4Paradigm Twice Breaks PASCAL VOC Object Challenge World Record


During the recent Competition 4 for universal object detection at the international top competition PASCAL VOC 2012 Challenge, 4Paradigm adopted multi-model and single-model solutions, breaking the task test results twice in two days and took the top two places in overall rankings. 4Paradigm achieved the best results in 12 of the 20 subdivision object detection tasks.

4Paradigm’s highest-ranked scheme introduced multi-level deep transfer learning technology and multi-model combined solution to improve recognition accuracy and robustness. 4Paradigm’s second-ranked single-model solution, the adaptive candidate frame extraction method, has the advantages of being efficient, fast, and more suitable for actual deployment and application.

4Paradigm took the Top 2 places of the Project Competition Based on Different Solutions

The PASCAL VOC Challenge is known for its high quality, complex scenarios, diverse targets, and high detection difficulty.

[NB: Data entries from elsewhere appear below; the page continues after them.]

PR #358, opened 2021-12-22
Partial public-key validation for peer key in ECDH

nebeid:
### Issues:
Addresses CryptoAlg-905

### Description of changes: 
Continuing on the requirements of public key validation in SP 800-56Ar3, this change satisfies Sec. 5.6.2.3.4, where a peer public key should undergo a partial key validation.
This change:
- satisfies performing the check in `EVP_PKEY_derive` and `ECDH_compute_key_fips`.
- ~also performs the check in `ECDH_compute_key` (non-FIPS-Approved), since the check is not expensive.~

### DIFF
--- a/crypto/ecdh_extra/ecdh_test.cc
+++ b/crypto/ecdh_extra/ecdh_test.cc
@@ -227,7 +227,7 @@ TEST(ECDHTest, InvalidPubKeyLargeCoord) {
     OPENSSL_memcpy(peer_key.get()->pub_key->raw.X.bytes, (const uint8_t *)xpp.get()->d, len);
     ret = ECDH_compute_key_fips(shared_key.data(), shared_key.size(),
                                     EC_KEY_get0_public_key(peer_key.get()), priv_key.get());
-    if (!awslc_fips() && (group.get()->curve_name == NID_secp224r1)) {
+    if (!awslc_fips() && has_uint128_and_not_small() && (group.get()->curve_name == NID_secp224r1)) {
       ASSERT_TRUE(ret);
     } else {
       ASSERT_FALSE(ret);
--- a/crypto/ecdh_extra/ecdh_test.cc
+++ b/crypto/ecdh_extra/ecdh_test.cc
@@ -36,7 +36,6 @@
 #include "../test/test_util.h"
 #include "../test/wycheproof_util.h"
 
-
 static bssl::UniquePtr<EC_GROUP> GetCurve(FileTest *t, const char *key) {
   std::string curve_name;
   if (!t->GetAttribute(&curve_name, key)) {
@@ -128,6 +127,22 @@ TEST(ECDHTest, TestVectors) {
   });
 }
 
+static int has_uint128_and_not_small() {
+#if defined(BORINGSSL_HAS_UINT128) && !defined(OPENSSL_SMALL)
+  return 1;
+#else
+  return 0;
+#endif
+}
+
+static int awslc_fips() {
+#if defined(AWSLC_FIPS)
+  return 1;
+#else
+  return 0;
+#endif
+}
+
 // The following test is adapted from ECTest.LargeXCoordinateVectors
 TEST(ECDHTest, InvalidPubKeyLargeCoord) {
   bssl::UniquePtr<BN_CTX> ctx(BN_CTX_new());
@@ -135,6 +150,7 @@ TEST(ECDHTest, InvalidPubKeyLargeCoord) {
 
   FileTestGTest("crypto/fipsmodule/ec/large_x_coordinate_points.txt",
                 [&](FileTest *t) {
+    int ret;
     bssl::UniquePtr<EC_GROUP> group = GetCurve(t, "Curve");
     ASSERT_TRUE(group);
     bssl::UniquePtr<BIGNUM> x = GetBIGNUM(t, "X");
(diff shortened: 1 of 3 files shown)


crypto/fipsmodule/ecdh/ecdh.c
```diff
@@ -79,26 +79,43 @@
...
   const EC_GROUP *const group = EC_KEY_get0_group(priv_key);
   if (EC_GROUP_cmp(group, pub_key->group, NULL) != 0) {
     OPENSSL_PUT_ERROR(EC, EC_R_INCOMPATIBLE_OBJECTS);
-    return 0;
+    goto end;
+  }
+
+  // |EC_KEY_check_fips| is not an expensive operation on an external
+  // public key.
+  key_pub_key = EC_KEY_new();
```
darylmartin100, line 97: Should you check for null here before using key_pub_key?

nebeid: Thanks. Done.

darylmartin100 (dismissed):

crypto/fipsmodule/ecdh/ecdh.c
```diff
@@ -79,26 +79,47 @@
...
   }
   const EC_SCALAR *const priv = &priv_key->priv_key->scalar;
   const EC_GROUP *const group = EC_KEY_get0_group(priv_key);
   if (EC_GROUP_cmp(group, pub_key->group, NULL) != 0) {
     OPENSSL_PUT_ERROR(EC, EC_R_INCOMPATIBLE_OBJECTS);
-    return 0;
+    goto end;
+  }
+
+  // |EC_KEY_check_fips| is not an expensive operation on an external
```
torben-hansen, line 95: Still extra work that can easily be scoped to fips mode only.

crypto/ecdh_extra/ecdh_test.cc
```diff
@@ -126,6 +128,82 @@ TEST(ECDHTest, TestVectors) {
...
+
+    ASSERT_TRUE(EC_KEY_set_group(peer_key.get(), group.get()));
+    // The following call converts the point to Montgomery form for P-256, 384 and 521.
+    // For P-224, when the functions from simple.c are used, i.e. when
+    // group->meth = EC_GFp_nistp224_method, the coordinate representation is not changed.
+    // This is determined based on compile flags in ec.c that are also used below.
+    ASSERT_TRUE(EC_POINT_set_affine_coordinates_GFp(
+                    group.get(), pub_key.get(), x.get(), y.get(), nullptr));
+    ASSERT_TRUE(EC_KEY_set_public_key(peer_key.get(), pub_key.get()));
+    //ASSERT_TRUE(EC_KEY_check_fips(peer_key.get()));
```
torben-hansen, line 169: ?

crypto/ecdh_extra/ecdh_test.cc
```diff
@@ -126,6 +128,82 @@ TEST(ECDHTest, TestVectors) {
...
+    // Note that both are in little-endian byte order.
+    OPENSSL_memcpy(peer_key.get()->pub_key->raw.X.bytes, (const uint8_t *)x.get()->d, len);
+    OPENSSL_memcpy(peer_key.get()->pub_key->raw.Y.bytes, (const uint8_t *)y.get()->d, len);
+    OPENSSL_memset(peer_key.get()->pub_key->raw.Z.bytes, 0, len);
+    peer_key.get()->pub_key->raw.Z.bytes[0] = 1;
+    // As mentioned, for P-224, setting the raw point directly with the coordinates
+    // still passes |EC_KEY_check_fips|.
+    // For P-256, 384 and 521, the failure is due to that the coordinates are
+    // not in Montgomery representation, and, hence, fail |EC_KEY_check_fips|.
+#if defined(BORINGSSL_HAS_UINT128) && !defined(OPENSSL_SMALL)
```
torben-hansen, line 183: IMO better/more readable to conditionally compile a boolean to either true or false, that you can use to branch i the if-else.

crypto/fipsmodule/ecdh/ecdh.c
```diff
@@ -79,26 +79,47 @@
 
 int ECDH_compute_shared_secret(uint8_t *buf, size_t *buflen, const EC_POINT *pub_key,
```
samuel40791765, line 80: We should insert a service indicator lock/unlock in this function. `EC_KEY_check_fips` is an approved function and will inadvertently update the state when called here.

torben-hansen: Only if the context has an associate private key no?

samuel40791765: Oh yeah, that's true. Didn't look at the condition closely enough.

crypto/fipsmodule/ecdh/ecdh.c
nebeid: Done. It didn't have an effect on performance, so it was faster to fail here than to fail during the following computation. I think we may widen the scope of the check once we have formal verification on the FIPS build. See TODO in the test.

crypto/ecdh_extra/ecdh_test.cc
nebeid: Done

torben-hansen (dismissed):

torben-hansen (dismissed):

samuel40791765 (dismissed):

samuel40791765 (approved):

crypto/fipsmodule/ecdh/ecdh.c
```diff
@@ -79,26 +79,52 @@
...
     OPENSSL_PUT_ERROR(ECDH, ECDH_R_NO_PRIVATE_VALUE);
-    return 0;
+    goto err;
   }
   const EC_SCALAR *const priv = &priv_key->priv_key->scalar;
   const EC_GROUP *const group = EC_KEY_get0_group(priv_key);
   if (EC_GROUP_cmp(group, pub_key->group, NULL) != 0) {
     OPENSSL_PUT_ERROR(EC, EC_R_INCOMPATIBLE_OBJECTS);
-    return 0;
+    goto err;
```
torben-hansen, line 91: nit: just return here instead of defining another label.

Looks like a fix in the FV is needed...

torben-hansen (approved):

It attracts AI companies from home and abroad, universities, and research institutes in a fierce competition centered on algorithm effectiveness. Now, the PASCAL VOC data set includes 20 categories such as people, animals, vehicles, and indoor objects. Among the many events of PASCAL VOC, the 2012 Challenge has the largest amount of data and covers plenty of real and complex scenarios, becoming a yardstick for measuring technical strength.

For picture detection, due to the huge differences in size of objects, competitors often use multi-scale (4-6 scales) test, which zooms in the picture to detect small objects, and zoom out to detect large object. Although the multi-scale detection method is very effective for improving the accuracy rate, this method has the defects of tying up large computing resources and delaying feedback, which seriously affects the actual application effect.

Based on 4Paradigm’s AutoCV simple and easy-to-use principles, 4Paradigm designed an ‘Adaptive Candidate Frame Extraction Method’ that can solve the problem of size gaps between different objects in the picture. Only a single-scale image input can reach or exceed multi-scale effect, which saves resources and guarantees real-time object detection.